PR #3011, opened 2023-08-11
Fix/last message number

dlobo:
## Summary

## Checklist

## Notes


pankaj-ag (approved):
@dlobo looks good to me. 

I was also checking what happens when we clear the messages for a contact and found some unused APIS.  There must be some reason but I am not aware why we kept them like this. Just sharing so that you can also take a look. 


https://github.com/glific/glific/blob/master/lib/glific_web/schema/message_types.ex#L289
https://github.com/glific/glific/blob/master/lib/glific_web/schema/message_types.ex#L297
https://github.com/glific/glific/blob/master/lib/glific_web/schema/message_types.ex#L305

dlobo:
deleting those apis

EXERCISE DESCRIPTION
Scanning the data above, count the lines in which the string "glific" occurs and state only the count.

REPLY
3